Am Mittwoch sorgte ein Entscheid des Bundesgerichts für Aufsehen. Die Verurteilung einer Frau aus dem Kanton Solothurn wegen einfacher Verletzung wurde aufgehoben. Ein kurzer Blick auf ihr Handy hatte der Lenkerin zunächst eine Busse von 250 Franken beschert.
Dürfen Autofahrer jetzt also während der Fahrt entspannter aufs Handy schauen? So einfach ist es nicht, erklärt Hans Giger (93). Er leitet das Forschungsinstitut für Strassenverkehrsrecht und ist Chefredaktor der Zeitschrift «Strassenverkehr».
«Die Argumentation des Bundesgerichts ist nicht ungeschickt», sagt Giger zu Blick. Entscheidend sei, ob die Verkehrssituation weniger Aufmerksamkeit zugelassen habe oder nicht.
Faktor Zeit spielt eine Rolle
Er lobt die vom Gericht gewählten Vergleiche. Das Bundesgericht hatte angegeben, es sei zulässig, mit nur einer Hand am Steuer zu fahren, da mit der anderen Hand die Bedienung von Blinker oder dergleichen notwendig sein könne. Die Richter nannten weitere Situationen, wie beispielsweise das Halten eines Apfels, eines Taschentuchs oder einer Zigarette.
Ebenfalls sei laut Gericht der Blick aufs Handy auf Höhe des Lenkrades keine grössere Ablenkung als der Blick in den Rückspiegel, der in vielen Situationen vorgeschrieben sei.
Der Touring Club Schweiz (TCS) sieht die Vergleiche dagegen kritisch. «Die Verkehrssicherheit des TCS ist erstaunt über das Urteil des Bundesgerichts», heisst es auf Blick-Anfrage in einer Stellungnahme. Rückspiegel würden sichereres Fahren ermöglichen und seien «sehr wichtig, um das eigene Fahrverhalten anzupassen».
In diesem Sinne würden die Rückspiegel keine Ablenkung erzeugen, sondern das sichere Führen des Fahrzeugs verbessern. Mit Handys oder ähnlichen Geräten seien sie nicht gleichzusetzen. Vom Bundesamt für Strassen hiess es auf Anfrage lediglich, man kommentiere Gerichtsurteile nicht.
Giger hebt hervor, dass es bei dem Entscheid um einen sehr kurzen Zeitraum geht. Der Faktor Zeit spielt also eine grosse Rolle. «Wir sprechen über die Gesamtaufmerksamkeit für ein bis zwei Sekunden, nicht länger». Bei fünf Sekunden könne die Sache schon wieder ganz anders aussehen. Dann variiere der Tatbestand womöglich.

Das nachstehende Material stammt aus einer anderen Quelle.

Issue #555, opened 2016-07-12
prefab to clipboard not working in coop


Dziq84:
Quinie provided me an good explanation why this is not working. Basically copying only works with known geometry. I'ts based on selection and sends that data to other clients.  I think that selecting an prefab to be pasted to clipboard should work with other clients, hope its not so hard to make this possible since its another great way to enhance coop editing and allow players to present their hard created/nice geometry :)

PR #597, opened 2016-10-19
Coop editing

zaquest:
This is a work towards #555.
- First commit fixes a bug similar to the one in #548, but regarding undo/redo. Because N_UNDO/N_REDO were sent out of order it was for example possible to introduce a situation where everyone except undoing client has a piece of geometry, since N_UNDO is sent for an action that hasn't been delivered to other clients yet. One example to reproduce it: /editbind N [ paste; undo ], then copy a piece of geometry (small enough for coop undo), press N, your client has no new geometry, other clients do have it.
- Second commit makes it possible for a player to join coop-editing game and paste a piece of geometry from a different map.
- Third commit replaces `pasteprefab` function with more granular `copyprefab`, that copies a prefab into player's clipboard. It is easy to implement `pasteprefab` in terms of `copyprefab`, but implementing `copyprefab` in terms of `pasteprefab` required double pasting prefab, deleting geometry, copying, undoing (that's when I found out about the bug fixed in 1st commit), which requires a lot of unnecessary network communications in coop editing, as well as makes it impossible to have big prefabs inserted on `V` in coop editing.

The protocol isn't changed at all, meaning clients using current version can receive and see pasted geometry/prefabs, but can't paste them themselves.

### DIFF
--- a/src/game/client.cpp
+++ b/src/game/client.cpp
@@ -1518,7 +1518,8 @@ namespace client
             outbuf = NULL;
             inlen = outlen = 0;
             needclipboard = -1;
-        } else needclipboard = 0;
+        }
+        else needclipboard = 0;
         packetbuf p(16 + outlen, ENET_PACKET_FLAG_RELIABLE);
         putint(p, N_CLIPBOARD);
         putint(p, inlen);
--- a/src/game/client.cpp
+++ b/src/game/client.cpp
@@ -1517,14 +1517,14 @@ namespace client
         {
             outbuf = NULL;
             inlen = outlen = 0;
-        }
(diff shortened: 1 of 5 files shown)


bonifarz:
Looks good - and much nicer than the cubescript hack in my menus

src/game/client.cpp
```diff
@@ -1517,14 +1517,14 @@ namespace client
         {
             outbuf = NULL;
             inlen = outlen = 0;
-        }
+            needclipboard = -1;
+        } else needclipboard = 0;
```
qreeves: Place on new line.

Wie aufmerksam sollte man fahren?
Giger betont, dass es sich bei der Entscheidung im Fall der Solothurnerin um einen Einzelfall handelt. Ältere Entscheide seien auch schon strenger ausgefallen. Heisst: Für alle Autofahrer ändert sich erstmal nichts, entschieden wird weiter von Fall zu Fall.
Bei Verkehrsverstössen müssten weitere Faktoren bedacht werden, zum Beispiel die Geschwindigkeit des Fahrzeugs und der anderen Verkehrsteilnehmer. «Bei hohen Geschwindigkeiten sollte man den Blick auf das Handy lieber sein lassen», rät Giger. Dass Autofahrer verbotenerweise telefonieren, beobachtet der Verkehrsrechtsexperte bei seinen eigenen Fahrten von Winterthur nach Zürich immer wieder – selbst auf der Autobahn.
Er sorgt sich um die Wirkung, die vom Entscheid ausgehen könnte. «Es ist gefährlich im Hinblick auf die Prophylaxe», warnt er. Gemeint ist, dass viele Autofahrer den Entscheid simplifizieren und jetzt glauben könnten, sie könnten problemlos jederzeit auf das Handy schauen oder gar telefonieren. Das ist nicht der Fall.
Solothurner Justiz soll erneut entscheiden
Was die Gerichte in der Schweiz beschäftigt
Der Entscheid ist «kein totaler Freibrief», macht der Experte deutlich. Er bleibt beim Praxisbeispiel: der Strecke von Winterthur nach Zürich. «Hier würde es in einem solchen Fall keinen Freispruch geben. Der Verkehr ist pausenlos», ist sich Giger sicher.
Das Bundesgericht hat den Fall an die Solothurner Justiz zurückgegeben – und so eine juristische Hintertür geöffnet. Nun wird geprüft, ob allenfalls das Ordnungsbussenverfahren zur Anwendung gelangt.